Step Up for Fall Prevention
Fall prevention awareness week is September 21-25, 2020. This year has presented many challenges as we deal with the risk for COVID illness, social isolation and disruption of usual routines and physical activities. More than ever, older adults need to be mindful of simple steps they can take to be safe from preventable falls at home and in the community.
Talk it over It is common to worry about risk of falls, but harder to speak up and talk about your concerns with your family or primary healthcare provider. It helps to talk about your health status and medications that may have serious side effects. Be open to problem solving before it adds to your fall risk. Share stories and successes with your friends and neighbors to create a layer of support for fall prevention. There are a number of resources on fall prevention awareness at local, state and national levels to enlighten and guide your discussions.

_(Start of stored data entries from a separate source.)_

PR #434, opened 2018-08-14
test/multiarray/test.cxx - added test covering shape1 issue

emmenlau:
This test identifies an error that happens when `vigra::MultiArray` is initialized with an rvalue `vigra::TinyVector<long, 1>(return type of shape)` that has been initialized with an lvalue integer.

With the error, a function `vigra::MultiArray<1u, double, std::allocator<double> > (vigra::TinyVector<long, 1>)` is generated instead of  a `vigra::MultiArray<1u, double, std::allocator<double> >` constructed with a `vigra::TinyVector<long, 1>`.

### DIFF
--- a/test/multiarray/test.cxx
+++ b/test/multiarray/test.cxx
@@ -49,6 +49,7 @@
 #include "vigra/random.hxx"
 #include "vigra/timing.hxx"
 //#include "marray.hxx"
+#include <typeinfo>
 
 using namespace vigra;
 using namespace vigra::functor;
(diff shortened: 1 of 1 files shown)


emmenlau:
Please consider this PR in order to identify and hopefully fix a potential bug in the `vigra::MultiArray` constructor with a Shape initialized with an lvalue integer.

hmeine:
I must confess that I did not understand the initial report; just from reading it, I could not make out a difference between the types, and I do not understand the phrase "With the error" (I mean – it sounds ambiguous to me – is the "error" a *bug* or an error message, is it from vigra or the compiler or added by you).

emmenlau:
Dear @hmeine, I have added issue #435 to help clarify the problem. Does that help?

ukoethe:
This is not a bug, but a C++ shortcoming. Replace
```
MultiArray<1, double> lvMA4(Shape1(width));
```
with
```
MultiArray<1, double> lvMA4(Shape1{width});
```
to fix the problem (see #435 for more details).

PR #437, opened 2018-09-04
Update skeleton.hxx

DerThorsten:
this change is needed to use the skeletonization with visual studio 2017.


ukoethe:
fixed in commit b59f93d03cea5685ee0fe9cc0065d8ce65527a64

PR #439, opened 2018-09-19
Add azure pipeline

emmenlau:
This PR adds two changes:
 - Correctly detect boost_python libraries from Conda-Forge, that use a slightly different naming scheme
 - Build vigra on Azure DevOps for Linux, Windows and MacOSX with Python 2.7 and 3.6


emmenlau:
Nice!

PR #440, opened 2018-09-19
Set up CI with Azure Pipelines

ukoethe:


kaylangan:
I'm a Program Manager on Azure Pipelines. Let me know if you have any questions or suggestions. I'm happy to help!

ukoethe:
@kaylangan Thanks for reaching out. Here is my first question: I need to compile with g++-7 on Linux. A program named `g++-7` doesn't seem to be installed in the VM. How can I configure my build to use this compiler?

kaylangan:
> @kaylangan Thanks for reaching out. Here is my first question: I need to compile with g++-7 on Linux. A program named `g++-7` doesn't seem to be installed in the VM. How can I configure my build to use this compiler?

I think you can add a script and [install using apt-get](https://gist.github.com/jlblancoc/99521194aba975286c80f93e47966dc5). That said, I'm not sure how long that'll take--if it seems to be taking too long, let me know.

ukoethe:
@kaylangan Thanks! Similar question for Windows: I'm running the VM `vs2017-win2016`, which uses VisualStudio 2017. Is there a possibility to compile with VisualStudion 2015?

kaylangan:
Would the `vs2015-win2012r2` image work, or do you require VS2015 with Windows Server 2016?
https://docs.microsoft.com/en-us/azure/devops/pipelines/agents/hosted?view=vsts&tabs=yaml#use-a-microsoft-hosted-agent

ukoethe:
@kaylangan That's what I was looking for. I was just unable to find the VM's name `vs2015-win2012r2` in the documentation. Could you give me a pointer, where such things are described (or improve the docu if there isn't any :wink:)?

ukoethe:
@kaylangan Ah, I didn't realize that the center column of the table refers to the VM names. Now I have another problem: conda is not installed on the `vs2015-win2012r2` VM. How can I get it?

kaylangan:
@ukoethe can you try installing miniconda via chocolatey?

ukoethe:
@kaylangan update: choco is not in the PATH, so no progress 🤔.

ukoethe:
@kaylangan The key question may be this: Is there any possibility to debug a failing build interactively in the CI virtual machine, or in a VM with identical setup (somewhere in the cloud or by means of a local copy)? Restarting every build from scratch in a trial-and-error fashion is just really time-consuming.

kaylangan:
You'll need to install choco as admin. Unfortunately, we don't have a way to log into the machines and interactively debug.

ukoethe:
@kaylangan update: I just noticed that VS2015 (and older VS versions) are also installed in the `vs2017-win2016` VM (although the VM's name suggests otherwise), so there is actually no need to use `vs2015-win2012r2`. I'll go ahead this way.

PR #446, opened 2018-10-16
Update accumulator.hxx

vidhit:
Removal of using namespace vigra and specifying members as vigra::

### DIFF
--- a/include/vigra/accumulator.hxx
+++ b/include/vigra/accumulator.hxx
@@ -134,7 +134,7 @@ The function \ref acc::extractFeatures() "extractFeatures()" scans the data in a
     #include <vigra/multi_array.hxx>
     #include <vigra/impex.hxx>
     #include <vigra/accumulator.hxx>
-    using namespace vigra::acc;
+    vigra::acc;
     typedef double DataType;
     int size = 1000;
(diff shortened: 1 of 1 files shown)


include/vigra/accumulator.hxx
```diff
@@ -134,7 +134,7 @@ The function \ref acc::extractFeatures() "extractFeatures()" scans the data in a
     #include <vigra/multi_array.hxx>
     #include <vigra/impex.hxx>
     #include <vigra/accumulator.hxx>
-    using namespace vigra::acc;
+    vigra::acc;
```
ukoethe: This call has no effect. What are you trying to achieve?

vidhit: Ah.Ya the using namespaces which I have removed in the comments were of no use but the using namespaces which I have removed in the working code were basically done to unambiguously identify a particular member of vigra. For instance, if we write only multiarray then we may have a doubt that whether multiarray belongs to Vigra or any other library. So to explicitly specify that multiarray is a part of Vigra I had removed using namespace but yes the namespaces removed in the comments are of no use. Sorry for that I didn't realize that I even edited the comments section

emmenlau: Please close this PR. It was created by accident by a student during a learning experience.

PR #454, opened 2018-10-30
Applying clang-format 6.0.0 with .clang-format settings

emmenlau:
Please review the suggested formatting in this PR.
The relevant settings file is https://github.com/BioDataAnalysis/vigra/blob/emmenlau_clang_format/.clang-format.

To apply changes to the formatting, install clang-format >= 6.0.0 and format the source file inplace:
```
clang-format -i include/vigra/multi_array.hxx
```
To change the formatting of all sources, use something like:
```
find * \( -name '*.hxx' -o -name '*.cxx' \) -exec clang-format -i \{\} \;
```


emmenlau:
Also note that clang-format does **not** currently format comments. In my personal opinion, it would be good to also reflow and format the doxygen comments in the source code. If this is interesting, I can provide an updated formatting using a commercial tool "SlickEdit". However I do not know of any free automatic comment formatting tools, so I can only help with a one-time cleanup, and future comments would need to be manually formatted correctly.

ukoethe:
It seems that this PR got too big for github to display it properly (at least in my browser). Please pick a few representative files that allow to discuss the different aspects of your formatting policies.

From the little I could still see, I don't quite understand some of the reformatting. For example, clang-format removes the space after the `template` keyword, but adds a space after the `for` keyword. In both cases, I prefer the opposite convention, but more importantly: what's the point of replacing one (arguably arbitrary) convention by a equally arbitrary one?

I also saw some cases of a real mistake where clang-format indented function declarations more than the corresponding function body. This should not happen.

emmenlau:
I will make a separate PR with a few representative examples.

About the formatting: Most properties can be configured, of course. But most importantly I'm not hooked on the one or other format. My concern is just to find an automatic formatting tool that allows the developers to deliver a predominantly consistent code formatting.

It may be easiest if you take a look at a clang configurator, or send me more of your suggestions?

PR #461, opened 2019-01-28
CMake change: use BUILD_SHARED_LIBS standard cmake attribute

emmenlau:
Vigra currently uses a cache variable `VIGRA_STATIC_LIB` to specify static or shared library builds. In the cmake world it is more common to use `BUILD_SHARED_LIBS`. This PR replaces `VIGRA_STATIC_LIB` with `BUILD_SHARED_LIBS` and slightly simplifies the cmake build instructions.


hmeine:
From my perspective, this PR could be easily merged. It looks good and also worked for me. However, I wonder if `VIGRA_STATIC_LIB` is used by others? Should we at least document this change in a ChangeLog?

hmaarrfk:
4 years later, I'm down with merging to modernize and standardize the build process with other C/C++ packages.

However, i think i might have introduced some conflicts. Feel free to rebase (the CIs should run too!)

emmenlau:
Thanks for your work to modernize vigra. I think we can close this PR in favor of your work!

See the light Stay current with regular eye exams, and use caution with adjusting to new eye glass prescriptions. Use adequate lighting in your home to make night mobility safer. The recent challenges of wearing face masks and coverings can be distracting or cause obstructions to your field of vision. Extra caution may be needed for head and neck movements as you look around, to avoid dizziness.
Create safe spaces Over half of all falls occur in the home. Reduce clutter, select nonslip flooring, and allow for more space to maneuver if you are using an assistive device for walking. Grab bars, stair railings and ramps can accommodate chronic conditions that make moving about your home more of a challenge. Beds, chairs, toilets and showers should all be easy to access without obstruction. Simplify the work spaces in your home so step stools and awkward reaching is avoided.
Keep moving Recovering from a misstep and preventing a fall requires strength, balance, and coordination. Regular exercise is needed to maintain and improve all three of these physical attributes. Becoming and staying active will benefit your health status in many ways- including protection from falls. Focus on leg strength and standing/walking balance as a place to start. There is a wide variety of home and community exercise programs available to fit individual needs. Address physical limitations with appropriate supportive or assistive devices, like a brace or a cane.
Create your own simple steps to prevent falls. Take an interactive self-assessment at
www.ncoa.org/FallsFreeCheckUp, identify your specific areas of concern, and understand why these steps matter for fall prevention. Falls are predictable and preventable – be safe!